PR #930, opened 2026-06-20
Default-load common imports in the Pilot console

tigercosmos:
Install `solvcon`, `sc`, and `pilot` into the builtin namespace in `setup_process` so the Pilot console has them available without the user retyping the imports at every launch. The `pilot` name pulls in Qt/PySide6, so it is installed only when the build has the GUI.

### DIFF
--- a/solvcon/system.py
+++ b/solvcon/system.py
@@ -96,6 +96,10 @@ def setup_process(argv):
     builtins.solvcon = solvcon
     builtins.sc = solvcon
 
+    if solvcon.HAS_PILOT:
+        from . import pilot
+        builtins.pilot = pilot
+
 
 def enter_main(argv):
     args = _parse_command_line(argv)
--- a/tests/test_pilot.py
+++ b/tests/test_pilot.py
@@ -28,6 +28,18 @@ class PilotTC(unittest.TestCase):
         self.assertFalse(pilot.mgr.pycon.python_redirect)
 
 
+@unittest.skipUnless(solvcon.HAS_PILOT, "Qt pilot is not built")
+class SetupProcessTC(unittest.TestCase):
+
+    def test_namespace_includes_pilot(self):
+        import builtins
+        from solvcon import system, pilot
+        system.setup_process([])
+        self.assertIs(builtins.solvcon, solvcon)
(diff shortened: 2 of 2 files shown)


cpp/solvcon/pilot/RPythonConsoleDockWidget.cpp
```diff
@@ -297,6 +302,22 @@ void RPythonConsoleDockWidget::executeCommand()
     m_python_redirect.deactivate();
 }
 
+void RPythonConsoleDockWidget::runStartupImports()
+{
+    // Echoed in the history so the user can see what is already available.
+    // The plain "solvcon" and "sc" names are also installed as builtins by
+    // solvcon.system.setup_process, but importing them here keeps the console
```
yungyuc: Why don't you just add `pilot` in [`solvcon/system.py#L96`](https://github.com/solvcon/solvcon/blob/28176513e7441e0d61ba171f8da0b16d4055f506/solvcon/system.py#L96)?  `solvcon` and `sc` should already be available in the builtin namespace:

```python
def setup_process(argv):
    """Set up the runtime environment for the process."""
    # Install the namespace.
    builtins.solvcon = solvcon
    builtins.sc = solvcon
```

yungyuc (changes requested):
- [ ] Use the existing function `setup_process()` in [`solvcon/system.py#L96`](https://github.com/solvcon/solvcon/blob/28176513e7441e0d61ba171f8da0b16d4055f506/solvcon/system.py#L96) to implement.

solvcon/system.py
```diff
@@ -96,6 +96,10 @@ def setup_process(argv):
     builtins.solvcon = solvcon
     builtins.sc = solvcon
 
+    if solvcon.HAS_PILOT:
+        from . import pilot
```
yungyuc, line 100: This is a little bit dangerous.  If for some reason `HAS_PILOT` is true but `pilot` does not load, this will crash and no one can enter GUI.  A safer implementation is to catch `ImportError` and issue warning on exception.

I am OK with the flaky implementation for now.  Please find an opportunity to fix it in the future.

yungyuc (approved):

*What you need to do:* The reply should consist only of the line containing "- [ ] Use the" and all lines after it in the listing above, reproduced exactly.

*Task answer:*
- [ ] Use the existing function `setup_process()` in [`solvcon/system.py#L96`](https://github.com/solvcon/solvcon/blob/28176513e7441e0d61ba171f8da0b16d4055f506/solvcon/system.py#L96) to implement.

solvcon/system.py
```diff
@@ -96,6 +96,10 @@ def setup_process(argv):
     builtins.solvcon = solvcon
     builtins.sc = solvcon
 
+    if solvcon.HAS_PILOT:
+        from . import pilot
```
yungyuc, line 100: This is a little bit dangerous.  If for some reason `HAS_PILOT` is true but `pilot` does not load, this will crash and no one can enter GUI.  A safer implementation is to catch `ImportError` and issue warning on exception.

I am OK with the flaky implementation for now.  Please find an opportunity to fix it in the future.

yungyuc (approved):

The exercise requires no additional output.